2 . The therapeutic nanoparticle for claim 1 , wherein said epothilone is epothilone B.
3 . The therapeutic nanoparticle of claim 2 , comprising about 0.2 to about 10 weight percent of epothilone.
4 . The therapeutic nanoparticle of claim 1 , comprising about 0.2 to about 5 weight percent of epothilone.
5 . The therapeutic nanoparticle of claim 1 , wherein the diameter of the therapeutic nanoparticle is about 60 nm to about 190 nm.
6 . The therapeutic nanoparticle of claim 1 , wherein said diblock poly(lactic) acid-poly(ethylene)glycol copolymer comprises poly(lactic acid) having a number average molecular weight of about 15 to about 90 kDa and poly(ethylene)glycol having a number average molecular weight of about 4 to about 12 kDa.
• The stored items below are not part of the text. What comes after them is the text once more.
PR #6525, opened 2025-06-17
Auto-fill Windows image URLs using WCCT JSON

sabinamiezah-msft:
**What type of PR is this?**

/kind feature
/kind cleanup

**What this PR does / why we need it:**

This PR introduces an automation feature that streamlines the process of populating Windows image URLs (base, nano, and servercore) in AgentBaker. Instead of manually updating each image URL during every Patch Tuesday, this feature enables automatic population using a JSON payload file. The payload is downloaded from the WCCT Agentbaker Storage account and parsed to extract the latest image URLs.

**Which issue(s) this PR fixes:**
This reduces manual intervention, minimizes the risk of human error, and ensures consistency across image updates. It also includes comments and conditions in the case where a valid URL is not available for use, falling back to the pipeline's initial [manually filled] URLs.

Requirements:

### DIFF
--- a/.pipelines/.vsts-vhd-builder-release-windows.yaml
+++ b/.pipelines/.vsts-vhd-builder-release-windows.yaml
@@ -59,7 +59,7 @@ parameters:
   - name: windowsContainerImageJsonUrl
     displayName: Windows Container Image Json URL
     type: string
-    default: https://wcctagentbakerstorage.blob.core.windows.net/simship/2025/06B/payload.json
+    default: ""
   - name: dryrun
     displayName: Dry run
     type: boolean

7 . The therapeutic nanoparticle of claim 1 , wherein said diblock poly(lactic)-co-glycolic acid-poly(ethylene)glycol copolymer comprises poly(lactic acid)-co-glycolic acid having a number average molecular weight of about 15 to about 90 kDa and poly(ethylene)glycol having a number average molecular weight of about 4 to about 12 kDa.
8 . The therapeutic nanoparticle of claim 1 , wherein the 1,2 distearoyl-sn-glycero-3-phosphoethanolamine-poly(ethylene)glycol copolymer comprises poly(ethylene)glycol having a number average molecular weight of about 2 kDa.
9 . The therapeutic nanoparticle of claim 1 , wherein the particle substantially immediately releases less than about 60% of the therapeutic agent after 2 hours when placed in a phosphate buffer solution at 37° C.
10 . The therapeutic nanoparticle of claim 1 , wherein the biocompatible polymer is diblock poly(lactic) acid-poly(ethylene)glycol copolymer.
11 . The therapeutic nanoparticle of claim 1 , wherein the therapeutic nanoparticle comprises about 40 to about 50 weight percent diblock poly(lactic)acid-poly(ethylene)glycol copolymer and about 40 to about 49 weight percent poly (lactic) acid homopolymer.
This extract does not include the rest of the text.